11. The driving method of an organic light-emitting display device
according to claim 9, wherein the period of the scan signal
supplied to each sub pixel has a constant high level in a first
section corresponding to one horizontal period H, and has an
inclined level in a second section corresponding to another
horizontal period.
12. The driving method of claim 11, wherein the scan signal
supplied to each subpixel linearly declines from the high level to
the low level in the second section.
13. A display device, comprising: a first subpixel in a first
column of subpixels, the first subpixel including: a first organic
light-emitting diode coupled to a first node; a first driving
transistor coupled between a driving voltage line and the first
node, the first driving transistor having a control terminal
directly electrically connected to a second node; a first sensing
transistor coupled between a reference voltage line and the first
node; a first switching transistor coupled between a data voltage
line and the second node, the first switching transistor having a
control terminal coupled to a first scan line; and a first
capacitor coupled between the first and second nodes; and a second
subpixel in the first column of subpixels, the second subpixel
being adjacent to the first subpixel in the first column, the
second subpixel including: a second organic light-emitting diode
coupled to a third node; a second driving transistor coupled
between the driving voltage line and the third node, the second
driving transistor having a control terminal coupled to a fourth
node; a second sensing transistor coupled between the reference
voltage line and the third node, the second sensing transistor
having a control terminal coupled to the first scan line; a second
switching transistor coupled between the data voltage line and the
fourth node, the second switching transistor having a control
terminal coupled to a second scan line; and a second capacitor
coupled between the third and fourth nodes.

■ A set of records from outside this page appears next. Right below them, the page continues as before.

PR #210, opened 2015-03-26
Topic unordered map

bjitivo:
Use std::tr1::unordered map in most places where std::map had been used.  We found that some functionality in our application was measurably faster this way.  However, I'm not sure what the C++ compiler requirements are for using tr1 functions and whether or not you want to introduce tr1 dependencies in the code.  Perhaps I should have guarded this with a -D macro ... let me know if you'd like me to do that.


hughsando:
Constant Strings generated by haxe now have built-in hash values - this could potentially be used to speed-up the lookups - this would involve keeping the key as String, rather than std::string, and providing the hashing function.
There is also now the src/hx/Hash.h, which could potentially be coaxed into using malloc rather than GC new to create its array, and this would provide a cross-platform fast string map.  Not sure how this would compare to unordered_map.

bjitivo:
I believe the AppVeyor build is failing due to a time-out in the CI system.  Not sure how to kick it to try to get it to do a new build.

Simn:
I just told it to rebuild, let's see what happens.

bjitivo:
OK the Windows build shows that there's no tr1/unordered_map for whatever C++ compiler configuration is used on Windows.  So that pretty much kills this idea.  Feel free to close this pull request and we'll maintain this patch locally since we need it but don't care about Windows.  Thanks!

hughsando:
It may be possible to use a typedef to go faster if unordered_map is
available (gcc/clang), but fallback otherwise. My main concern is switching
between map<std::sting> and map<String>, since constructing an std::string
from a const char * will use an alloc.  If we can be sure one way or
another that only "constant" strings (HX_CSTRING, haxe compile-time
constants or strings explicitly allocated as such) are used, then we might
just be able to do a unordered_map<String>.
In cases where the map is of std::string, and order is not important (which
it is not), there should be only benefits of switching string maps so this
would be a 1-for-1 swap - if we use a typedef then there should hardly be
any changes.

If the optimization benefits need to trade a c++ alloc vs a log(N)
algorithm, it is not clear under what circumstances this is a win.  If you
can give some idea of where you can measure the performance difference, I
can have a look to see the best way of getting the speedup on as many
platforms as possible.  I'm thinking the hx/cpp/Hash.h code may be useful
because it can already use pre-generated hashes.
But I'm not that keen to try any optimization work without a clear way to
profile any improvements.

hughsando:
I'm closing this now, but some of the ideas live on in hx/Unordered.h, which is used internally for some structures where appropriate.

PR #212, opened 2015-03-26
Topic val is buffer

bjitivo:
Added val_is_buffer, which we need in our application.


hughsando:
val_is_buffer is now part for the CFFI API, since it needs a different implementation for neko.  So this should be working for you now.

PR #214, opened 2015-04-01
Fix debugger bug: when the debugger thread itself experiences a critical...

bjitivo:


bjitivo:
I don't get it.  There are no merge conflicts.

Simn:
Did you pull hxcpp locally? Maybe there was a recent change that is causing a conflict.

PR #1252, opened 2025-08-22
[fix] Socket: Fix stale indexes and surface close/error reliably in _hx_std_socket_poll_events

dimensionscape:
This PR contains two related fixes in `_hx_std_socket_poll_events` to make
polling safer and more consistent:

1. **Clear ridx/widx on entry and early return**  
   Prevents stale values when polling with empty registries or when
   select()/poll() errors out. Previously this could result in phantom
   indexes or poll([]) returning [null].

2. **Surface close/error conditions reliably**  
   - **Windows**: now pass and handle an `exceptfds` set to detect errors
     and connection resets. On `SOCKET_ERROR`, all current read fds are
     surfaced so userland can clean up.
   - **POSIX**: include `POLLERR | POLLNVAL` alongside `POLLIN/HUP` and
     `POLLOUT/HUP` so teardown/error conditions are not missed.

Together these changes ensure that:
- Empty registries return no ready sockets.
- Closed/reset sockets always show up as "ready" for one tick so
  userland can detect EOF and deregister them.
- The behavior is consistent across Windows and POSIX backends.


dimensionscape:
This is actually a kind of important fix for me personally as my framework is broken without it. If it's helpful, I can demonstrate a sample case that it resolves. @Simn 

But, for simplicity, I think we can agree that `poll([])` should not be returning `[null]` and that is a bug.

dimensionscape:
Finally got around to adding a test for this.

14. The display device of claim 13, further comprising: a scan
driver configured to supply respective scan signals to the first
and second scan lines; and a source driver configured to supply a
data voltage to the data voltage line.
15. The display device of claim 14, wherein the scan driver is
configured to supply the first scan signal at a high level for a
first period, and to supply the second scan signal at a high level
for a second period that at least partially overlaps the first
period.
16. The display device of claim 15, wherein the source driver is
configured to supply a first data voltage to the data voltage line
during at least a portion of the first period, and to supply a
second data voltage to the data voltage line during at least a
portion of the second period.
17. The display device of claim 14, wherein the scan driver is
configured to: supply the first scan signal at a high level during
a first period; supply the first scan signal at a level that
linearly declines from the high level to a low level during a
second period; supply the second scan signal at a high level during
the second period; and supply the second scan signal at a level
that linearly declines from the high level to the low level during
a third period.
18. The display device of claim 17, wherein the source driver is
configured to: supply a first data voltage to the data voltage line
during the first period; and supply a second data voltage to the
data voltage line during the second period.
19. The display device of claim 13, wherein the control terminal of
the second driving transistor is directly electrically connected to
the third node.
20. The display device of claim 13, wherein the first sensing
transistor is directly electrically connected between the reference
voltage line and the first node.
Description
CROSS-REFERENCE TO RELATED APPLICATION
This application claims priority from Korean Patent Application No.
10-2015-0171025, filed Dec. 2, 2015, which is hereby incorporated
by reference for all purposes as if fully set forth herein.
BACKGROUND
Technical Field
The present disclosure relates to an organic light-emitting display
device and a driving method thereof.
Description of the Related Art
Organic light-emitting display devices having recently attracted
attention as display devices employ organic light-emitting diodes
(OLED) that emit light by themselves and, thus, have great
advantages such as high response speed, high emission efficiency,
high luminance, and a large viewing angle.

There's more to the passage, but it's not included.